Ce matin en voulant démarrer mon iMac, l'écran s'est figé après que mon bureau se soit affiché.
J éteint le mac puis le redémarre et depuis je n'ai qu'un écran blanc avec le pointeur de souris. Idem si je démarre sur mon disque de sauvegarde, idem si je démarre sur le DVD de Mac OSX.
J'ai démarrer avec alt+cmd+P+R idem.
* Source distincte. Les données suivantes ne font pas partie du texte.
PR #1441, opened 2023-08-18
legacy code: Separate out conbenchlegacy package

### LINKED ISSUE #1438: legacy package: Create separate package for legacy CLI and library
Breaking this out of #617 to be the first step: Duplicate the legacy code (`conbench` CLI, benchmark runner, `Conbench` class) into a new package. This does _not_ include removing that code from its current locations yet; that will happen separately after users have been switched over to the new legacy package.

alistaire47:
Closes #1438. Duplicates all the legacy code into a new package (currently named `conbenchlegacy`; happy to change that if there are opinions), but does not yet remove that code from the main codebase. Mostly does not change code (with a couple exceptions I'll call out in comments), but rearranges a lot of imports and makes necessary modifications to the package structure bits like `setup.py`, GHA testing, etc.


legacy/requirements-cli.txt
```diff
@@ -0,0 +1,7 @@
+click
+numpy
+psutil
+py-cpuinfo
+pytest>=7.0.0
```
alistaire47: I think this can be removed; I moved the new test dir outside of the package dir (which is a weird structure imo)

legacy/setup.py
```diff
@@ -0,0 +1,48 @@
...
+    },
+    classifiers=[
+        "Programming Language :: Python :: 3.8",
+        "License :: OSI Approved :: MIT License",
+    ],
+    python_requires=">=3.8",
+    maintainer="Apache Arrow Developers",
+    maintainer_email="dev@arrow.apache.org",
+    url="https://github.com/conbench/conbench",
+    install_requires=requirements_cli,
```
alistaire47, line 48: I didn't create a pared-down version of `requirements_dev` here; it's still depending on the top-level one, which will always be installed when this is running tests afaik. Might change this if we want total separation of concerns

legacy/tests/benchmark/test_runner.py
```diff
@@ -0,0 +1,246 @@
...
+    SimpleBenchmarkThatFails,
+    SimpleBenchmarkWithClusterInfo,
+)
+
+
+def validate_benchmark_result(result: dict) -> bool:
+    os.environ["CONBENCH_INTENDED_BASE_URL"] = "http://127.0.0.1:5000/"
+    from conbench.entities.benchmark_result import BenchmarkResultFacadeSchema
+
+    return BenchmarkResultFacadeSchema.create.validate(result)
```
alistaire47, line 23: Added this; hate it. This is the one place `conbenchlegacy` still depends on the `conbench` package. I'm not sure there's a good way to separate in unit tests here, as copying the file would require copying a significant part of the webapp, and would risk this getting out of sync with the real one anyway, defeating the purpose.

A better solution would be integration tests that use a live Conbench instance to validate the created json is correct.

Open to other ideas.

legacy/tests/conftest.py
```diff
@@ -0,0 +1,7 @@
+import flask
+import pytest
+
+
+@pytest.fixture
+def runner():
+    return flask.Flask("test").test_cli_runner()
```
alistaire47, line 7: The old version sets up a whole Conbench Flask app for this purpose, but this minimal version seems to work fine. I think `click` has testing utils we could switch to instead, but switching doesn't seem worth the time.

legacy/setup.py
```diff
@@ -0,0 +1,48 @@
...
+    version=__version__,
+    description="Continuous Benchmarking (CB) Framework Legacy Library and CLI",
+    long_description=long_description,
+    long_description_content_type="text/markdown",
+    packages=setuptools.find_packages(),
+    entry_points={
+        "console_scripts": [
+            "conbench=conbenchlegacy.cli:conbench",
+        ],
+    },
```
alistaire47, line 39: The new package name is currently `conbenchlegacy`, but this keeps the CLI name as `conbench` so installs and any imports will change slightly, but CLI calls will not.

We could call this package `conbench` and rename the main one to `conbenchwebapp` or whatever, but that would require changing a bunch of imports and would generally break a lot of things and be a lot more effort.

legacy/conbenchlegacy/_version.py
```diff
@@ -0,0 +1,2 @@
+# Do not touch this autogenerated file
+__version__ = "2023.4.10"
```
alistaire47: IMO we should not stick this package on PyPI; users are mostly installing from GitHub anyway. But maybe this version number should be incremented?

.github/workflows/actions.yml
```diff
@@ -54,7 +54,7 @@ jobs:
             -e ./benchadapt/python \
             -e ./benchconnect \
             -e ./benchrun/python \
-            -e .
+            -e ./legacy
```
austin3dickey, line 57: Can you make this same change here?
https://github.com/conbench/conbench/blob/42ef379825e0bb8d7cedc00f0d143e84f102c60b/.github/workflows/publish_docs.yml#L26

legacy/conbenchlegacy/_version.py
austin3dickey: Agreed we shouldn't put this on PyPI. So the version number doesn't matter. Could you remove the comment in this file?

legacy/tests/benchmark/test_runner.py
austin3dickey: yeah I agree this is the best option for now. We'll set up integration tests eventually. #720

austin3dickey (approved):
Thank you!

PR #1443, opened 2023-08-21
DB: data migration for removing run table

austin3dickey:
This PR fills out the data migration necessary for deploying this branch.

### DIFF
--- a/migrations/versions/2ee66194b9eb_remove_run_table.py
+++ b/migrations/versions/2ee66194b9eb_remove_run_table.py
@@ -17,11 +17,9 @@ depends_on = None
 
 
 def upgrade():
-    # TODO: data migration from run to benchmark_result goes here!
-
     op.add_column(
         "benchmark_result",
-        sa.Column("run_tags", postgresql.JSONB(astext_type=sa.Text()), nullable=False),
+        sa.Column("run_tags", postgresql.JSONB(astext_type=sa.Text()), nullable=True),
     )
     op.add_column("benchmark_result", sa.Column("run_reason", sa.Text(), nullable=True))
     op.add_column(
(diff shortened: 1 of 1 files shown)


austin3dickey:
The `db-migrations` job passed so I'll merge.

migrations/versions/2ee66194b9eb_remove_run_table.py
```diff
@@ -17,24 +17,36 @@
...
 
 def upgrade():
-    # TODO: data migration from run to benchmark_result goes here!
-
     op.add_column(
         "benchmark_result",
-        sa.Column("run_tags", postgresql.JSONB(astext_type=sa.Text()), nullable=False),
+        sa.Column("run_tags", postgresql.JSONB(astext_type=sa.Text()), nullable=True),
     )
     op.add_column("benchmark_result", sa.Column("run_reason", sa.Text(), nullable=True))
```
alistaire47, line 24: Should've brought this up on the previous PR, sorry, but I don't think it's a good idea from a user perspective for `run_reason` to be optional. It would be fine for users on a new project where there's only one type of run, but for all our current users, a missing `run_reason` is a mistake, and if we don't require it we won't warn them they're sending bad data.

We can have this conversation elsewhere, as this shouldn't hold up this PR, but we should take a minute for it.

migrations/versions/2ee66194b9eb_remove_run_table.py
```diff
@@ -17,24 +17,36 @@
...
+        sa.Column("hardware_id", sa.String(length=50), nullable=True),
     )
     op.drop_constraint("summary_run_id_fkey", "benchmark_result", type_="foreignkey")
     op.create_foreign_key(None, "benchmark_result", "hardware", ["hardware_id"], ["id"])
     op.create_foreign_key(None, "benchmark_result", "commit", ["commit_id"], ["id"])
 
+    op.execute(
+        """
+        UPDATE benchmark_result SET
+            run_tags = jsonb_build_object('name', coalesce(run.name, '')),
```
alistaire47, line 39: This is fine here, but going forward if `run_name` isn't specified, `name` just isn't in `run_tags`, right? Or `run_tags` is `{"name": null}`? I'd rather store nulls and have the `coalesce()` on the query side if we can

migrations/versions/2ee66194b9eb_remove_run_table.py
```diff
@@ -17,24 +17,36 @@
...
+            run_reason = run.reason,
+            commit_id = run.commit_id,
+            hardware_id = run.hardware_id
+        FROM run
+        WHERE benchmark_result.run_id = run.id
+        """
+    )
+    op.alter_column("benchmark_result", "run_tags", nullable=False)
```
alistaire47, line 47: So if `run_name` isn't specified this will just be `{}`? I thought JP was against that for perf reasons, though we're already doing that elsewhere, so if we want to change maybe we should do a larger cleanup

alistaire47 (commented):
A couple questions, but mostly about the larger schema changes; they shouldn't slow this down

migrations/versions/2ee66194b9eb_remove_run_table.py
austin3dickey: Yeah as you said I tried to minimize the number of changes in #1437 so I didn't want to touch nullability here.

migrations/versions/2ee66194b9eb_remove_run_table.py
austin3dickey: Yes, if `run_name` isn't posted with the benchmark result then there's no `name` key in run_tags. I think this is completely fine because I want to phase out run name in favor of users thinking about how to store better run tags.

migrations/versions/2ee66194b9eb_remove_run_table.py
austin3dickey: See my response [here](https://github.com/conbench/conbench/pull/1437#discussion_r1296011456) -- basically I think storing `null`s here would make our lives harder rather than easier.

PR #1444, opened 2023-08-21
list runs API: change default to 14d, add query param

austin3dickey:
This PR lowers the default time window searched during GET `/api/runs/` from 30d to 14d. It also adds a `?days=X` query parameter so that users can customize it.

### DIFF
--- a/conbench/api/runs.py
+++ b/conbench/api/runs.py
@@ -196,7 +196,9 @@ class RunListAPI(ApiEndpoint):
     def get(self):
         """
         ---
-        description: Get a list of runs from the last 30 days of benchmark results.
+        description: |
+            Get a list of runs from the last few days of benchmark results (default 14
+            days).
         responses:
             "200": "RunList"
             "401": "401"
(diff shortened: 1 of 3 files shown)


conbench/api/runs.py
```diff
@@ -205,17 +207,26 @@ def get(self):
...
         tags:
           - Runs
         """
         sha_arg: Optional[str] = f.request.args.get("sha")
         commit_hashes = sha_arg.split(",") if sha_arg else None
 
+        days_arg: Optional[int] = f.request.args.get("days")
+        days = int(days_arg) if days_arg else 14
+        if days > 30:
+            self.abort_400_bad_request("days must be no more than 30")
```
alistaire47, line 223: Long-term we definitely want a way to get older data, but an offset to provide pagination here is probably the solution we want

alistaire47 (approved):

conbench/api/runs.py
deepsihag: Yeah, pagination is the way!

deepsihag:
How does the home page keep it 30 days?

austin3dickey:
>How does the home page keep it 30 days?

Here's where it calls the same function with different parameters:

https://github.com/conbench/conbench/blob/6e228c5eefdca266af3ff7c65a27fe56601374ab/conbench/app/index.py#L47-L52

J ai éteint le mac tout débranché puis allumage en restant sur le bouton et long beep puis redémarrage et toujours pareil...
Je peux monter le disque dur de mon iMac sur mon Macbook et voir tout ce qu'il contient par mon réseau ... Bref on dirais que l'iMac fonctionne mais je n'ai rien à l'écran a part ce satané pointeur de souris!!!
Serais-ce ma carte video qui a rendu l'âme? en branchant un moniteur externe je n'ai rien non plus à l'écran a part le pointeur que je peux balader d'un ecran a l'autre

Des idées?


----------



## Anonyme (9 Septembre 2012)

Bonjour,

Essayer de démarrer avec la Majuscule enfoncée ... c'est plus lent, tu seras vite fixé


----------



## ptiboubou (10 Septembre 2012)

Merci pour l'astuce! Il démarre maintenant... Je vois mon bureau mais l'affichage est très lent...Que faire maintenant pour qu'il redémarre normalement?


----------



## Anonyme (10 Septembre 2012)

ptiboubou a dit:


> Merci pour l'astuce! Il démarre maintenant... Je vois mon bureau mais l'affichage est très lent...Que faire maintenant pour qu'il redémarre normalement?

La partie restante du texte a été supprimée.